- Awarded for: Best broadcast interview of the year
- Venue: Cheltenham Literature Festival
- Country: United Kingdom
- Presented by: BBC
- First award: 2008; 18 years ago
- Final award: 2015; 11 years ago

= Nick Clarke Award =

Journalism prize created by the BBC

The Nick Clarke Award is a journalism prize created by the BBC in honour of Nick Clarke, former presenter of BBC Radio 4's The World At One, who died in November 2006. Its aim is to "celebrate and recognise the best broadcast interview of the year".

==Background==
The Nick Clarke Award was launched by then Radio 4 Controller Mark Damazer at the Cheltenham Literature Festival in October 2007. It is presented at the festival each year, the inaugural prize being awarded in October 2008. The Panellists and judges of the Nick Clarke Award come from the BBC and other media and broadcast organisations.
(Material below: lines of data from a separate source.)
Issue #374, opened 2017-07-28
go: update package names


charlierudolph:
Update package names to be have no dash / underscore.

See https://blog.golang.org/package-names

Some possible updates:
* test_helpers -> test/helpers, test/featurectx
* app_*, service_config_helpers, service_restarter -> application
* docker_* -> docker
* os_helpers (move into util)
* template_helpers -> template
* terraform_file_helpers -> terraform

Ideally do one package consolidation / update at a time to keep reviews easy and get it merged quickly to prevent conflicts.

kevgo:
👍 have to refactor the helpers a bit in my opinion as well. I think we have to understand better how to do those idiomatically in Go.

PR #385, opened 2017-07-28
rename package: logger -> application

charlierudolph:
part of #374


exo-go/src/docker_setup/index.go
```diff
@@ -19,7 +18,6 @@ type DockerSetup struct {
 	ServiceConfig types.ServiceConfig
 	ServiceData   types.ServiceData
 	Role          string
-	Logger        *logger.Logger
```
charlierudolph, line 22: This was unused

cheahuychou (approved):

PR #1126, opened 2018-04-13
make TLS config params can be setup in the file

yyb196:

make TLS config params can be setup in the config file which introduce by falg `--config-file`

@Ace-Tang


Ace-Tang:
LGTM.
```
Since encoding/json cannot do the trick with ">some>deep>childnode" like encoding/xml can do. Nested structs is the way to go.
```
I want to re-implement daemon config merge function.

As part of the award, the winner receives a case of claret, a favourite tipple of Clarke's.

==Award winners==
- 2008: Carrie Gracie (BBC World Service) – for her interview with Alan Johnston
- 2009: Victoria Derbyshire (BBC Radio 5 Live) – for her interview of Peter Bacon
- 2010: P.D. James (BBC Radio 4) – for her interview with BBC Director Mark Thompson
- 2011: Steve Hewlett (BBC Radio 4) – for his interview with Lady Peta Buscombe
- 2012: Stewart White (BBC News Look East) – for his interview with Lord Hanningfield following the peer’s release from prison after his conviction on expenses fraud.
- 2013: Iain Lee (BBC Three Counties Radio) – for his interview with Stephen Conroy, acting chief executive of Bedford Hospital NHS Trust
- 2014: Stephen Nolan (The Nolan Show) (BBC Northern Ireland) – for his interview with Pastor James McConnell. The interview dealt with the Belfast preacher's controversial denunciation of Muslims and their faith.
- 2015: Jeremy Bowen (BBC Middle East Editor) (BBC) – for his interview with Bashar al-Assad. The interview was a wide-ranging talk with al-Assad, covering not least the Syrian President's actions against his own citizens and the changing dynamic of the fight against the Islamic State.
- 2016: Stephen Nolan (BBC Radio 5 Live) – for his interview with Michael O'Connor a survivor of the November 2015 Paris attacks at the Bataclan (theatre) music venue.

The Nick Clarke Award website has not been updated since the shortlist was published for 2016.